Selenium is expensive!

I was using Selenium's selectors to grab the listing information from the page. Every attempt to identify an item property (such as title, brand, price, sell time, or clothing type) used a Selenium selector. Turns out, these were quite slow, as each selector call made a network request to the browser's http server asking it to perform a function, and had to wait for the server's response. It didn't really matter if used once or twice, but when scaled to millions of listings, the execution time blew out of proportion.

The next logical conclusion was to get rid of this expensive process of grabbing listing information. I needed some way to remove as many of the expensive network calls to the browser's http server as I could while still getting the data I needed. After some thinking, I turned to regex. Instead of repeatedly using Selenium selectors to grab listing information from the page, I would only use Selenium once per page load to grab the inner html of the html tag that contained all of the listing information. Then, I would use regex to find all the listing information I needed from the raw inner html, voiding the need for all those expensive network calls.

Attempt 3 was coded up and run, and there was an instantaenous difference in speed. It took only seconds to process hundreds of listings, reducing the time taken to collect all 2.3 million sold listings to only 6-7 hours. I was jumping for joy.
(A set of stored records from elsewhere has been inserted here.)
Issue #1279, opened 2022-09-21
Incorrect transaction duration for pages after redirect


trainings:
We use token handler pattern for enforcing authentication for web applications.
Steps:
1. user types abc.xxx.com and sends a request
2. on the server side it checks for the presence of a token in the cookie. if there is no token, the user is redirected to authorization service auth.xxx.com
3. user enters his credentials
4. user redirected back to the abc.xxx.com

everything is standard, but:

page load transaction measured from point 1 (not 4)
on the sample of a transaction, gaps for items 2 & 3

devcorpio:
Hi @trainings,

Thanks for reaching out!

Bear in mind that the RUM **[page-load](https://www.elastic.co/guide/en/apm/agent/rum-js/current/supported-technologies.html#page-load-metrics)** transaction will end just after the browser fires the page [load event](https://developer.mozilla.org/en-US/docs/Web/API/Window/load_event). 

The agent do not keep state between **full-page** refreshes which means that every page will have each own page-load transaction. 
Important to mention that it's possible to [disable](https://www.elastic.co/guide/en/apm/agent/rum-js/current/configuration.html#disable-instrumentations) the page-load instrumentation so you can **start** and **end** such transaction [manually](https://www.elastic.co/guide/en/apm/agent/rum-js/5.x/custom-transactions.html), that tends to be common in SPAs given that you might want to decouple "my SPA is fully loaded/bootstrapped" from the load event the browser fires. On your particular scenario this might not help since it seems that you are doing redirects that force the browser to fully refresh.

 In a future version of the agent we will introduce the concept if user sessions which will provide (among other things) with the possibility of seeing every page-load transaction grouped together under the same session id.


Thanks,
Alberto

trainings:
I feel like I've been misunderstood.
Now, if an anonymous user, in the process of gaining access to a web page, goes to an external service (e.g. keycloak) for authentication, then all redirects (to keycloak and back to my service callback, etc.) time are counted as a transaction time.

For example - I have a page with page-load-time 3sec.
And we have the following:
User is opening a browser and typing xxx.com and sending it
My service processes the request and checks that the user isn't authenticated
My service redirect (302 http code) the user to the IDP (keycloack) on another domain auth.com
The user gets to this page and enters his password there (5 sec) and submits it
Auth service verifies user credentials and redirect user back to the xxx.com/callback with a authorization code
[...]

PR #1400, opened 2023-07-27
feat(rum-core): add redirect span for same-origin redirect

devcorpio:
Related to https://github.com/elastic/apm-agent-rum-js/issues/1279

# Summary

A new span named **Redirect** will be available if a **same-origin** redirect has existed. 

Additionally, this PR also fixes a bug. Before these changes, the agent did not consider the redirection timing when calculating **navigation marks**.

Marks were wrongly calculated, but the issue was not obvious because the new span wasn't there.

wrong-marks

With the new span, you can see how the marks were clearly badly calculated:

spans-but-wrong-marks

And after applying all changes, you can see now, the proper waterfall:

full-redirect-marks

**Note**: None of these changes apply for **cross-origin** redirects since the browser doesn't expose that info (at least not explicitly)

Btw, user timing marks have been also tested:

custom-marks


packages/rum-core/src/performance-monitoring/navigation/capture-navigation.js
devcorpio, line 1: The name is the same, because "capture-navigation" has been part of our muscle memory for a very long time 💪

packages/rum-core/test/performance-monitoring/capture-navigation.spec.js
```diff
@@ -23,21 +23,26 @@
  *
  */
 
+import * as navTiming from '../../src/performance-monitoring/navigation/navigation-timing-spans'
```
devcorpio, line 26: this has been extremely helpful to test the **baseTime** logic 🎉 , which it was not tested before this PR

packages/rum-core/src/performance-monitoring/metrics.js
```diff
@@ -265,7 +270,9 @@ export function captureObserverEntries(list, { isHardNavigation, trStart }) {
    * To avoid capturing the unload event handler effect
    * as part of the page-load transaction duration
    */
-  const unloadDiff = timing.fetchStart - timing.navigationStart
+  const unloadDiff = isRedirectInfoAvailable(timing)
```
devcorpio, line 273: this makes sure the FCP startTime includes the `redirectTime`, otherwise the mark would show up in the bad place in the UI

packages/rum-core/src/performance-monitoring/navigation/capture-navigation.js
```diff
@@ -0,0 +1,125 @@
...
+      })
+    }
+    /**
+     * must be zero otherwise the calculated relative _start time would be wrong
+     */
+    const trStart = 0
+    transaction._start = trStart
+
+    const timings = PERF.timing
+    const baseTime = isRedirectInfoAvailable(timings)
```
devcorpio, line 75: also, this change makes possible that spans take the redirect duration into consideration

packages/rum-core/src/performance-monitoring/navigation/marks.js
```diff
@@ -0,0 +1,124 @@
...
+   */
+  if (
+    fetchStart >= navigationStart &&
+    responseStart >= fetchStart &&
+    responseEnd >= responseStart
+  ) {
+    const marks = {}
+    NAVIGATION_TIMING_MARKS.forEach(function (timingKey) {
+      const m = timing[timingKey]
+      if (isRedirectInfoAvailable(timing)) {
```
devcorpio, line 109: also, this change makes it possible that navigation marks to take the duration into consideration.

This change + [this other one](https://github.com/elastic/apm-agent-rum-js/pull/1400/files#r1276504852) make possible to show up all marks properly in the UI (like the third screenshot of the PR description)

packages/rum-core/src/common/utils.js
```diff
@@ -431,6 +431,11 @@ function isBeaconInspectionEnabled() {
   return false
 }
 
+// redirect info is only available for same-origin redirects
+function isRedirectInfoAvailable(timing) {
+  return timing.redirectStart > 0
```
vigneshshanmugam, line 436: Are there cases when this data can be buggy? Like case with fetchStart before redirectStart or being in unix vs zero based offset timestamps. Check the buggy navigation data test cases to see if its relevant. Not a blocker though, just want to call out.

vigneshshanmugam (commented):
LGTM, great to see new tests 🎉 

Just want to make sure there are no buggy navigation data with Redirects, Otherwise we should be good to go.

packages/rum-core/src/performance-monitoring/navigation/marks.js
devcorpio: done! and also added the comment

packages/rum-core/src/common/utils.js
devcorpio: thanks for highlighting this.

I've not found anything that might affect the agent, the only bug I found is [this](https://bugs.chromium.org/p/chromium/issues/detail?id=805831), but doesn't seem relevant for us and nobody has reproduced it after Chromium 30 🧐

vigneshshanmugam (approved):
LGTM 🎉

Actual footage of me jumping for joy

Finally I had all the data I wanted. Now I could do interesting things like:

Query and find the most expensive thing ever sold on Grailed:

select title, price, brands
from sold_history
where price=(select max(price) from sold_history);
                  title                   | price |     brands     
 AW 2001 Riot! Riot! Riot! Patched Bomber | 47000 | {"Raf Simons"}

Query the most expensive underwear purchased:

with underwear_id as (
  select subcategory_id
  from categories
  where subcategory='Socks & Underwear'
select title, price, brands
from sold_history
where subcategory_id = underwear_id
and price=(
  select max(price)
  from sold_history
  where subcategory_id = underwear_id
                    title                     | price |  brands   
 Versace Baroque Gold Crown Animal Print 100% |   515 | {Versace}
 Silk Boxers size 6 $495 SALE                 |       |

and of course, query the average sell price of Reigning Champ hoodies:

select brands, avg, stddev
from subcategory_data
where brands=ARRAY['Reigning Champ']
and subcategory_id=(
  select subcategory_id
  from categories
  where subcategory='Sweatshirts & Hoodies'
       brands       |         avg         |       stddev        
 {"Reigning Champ"} | 70.3193548387096774 | 24.0212700924706417

Looks like my purchase was perfectly average 😅

I still had to make the rest of the tracker, and was faced with a couple of issues. How would I determine what was or wasn't good deal? No two listings are the same, with varying titles, conditions, item types, yearly styles, etc. In part 2, I detail how I tackled these problems while building the rest of the treasure finding bot.

August 2nd, 2020 update: a friend Rex pointed out I could have actually recorded the network traffic when Grailed loaded new items and reverse engineered the actual API, which would have cut back on even MORE time. This might have been doable in 10-20 minutes! You always learn something new everyday.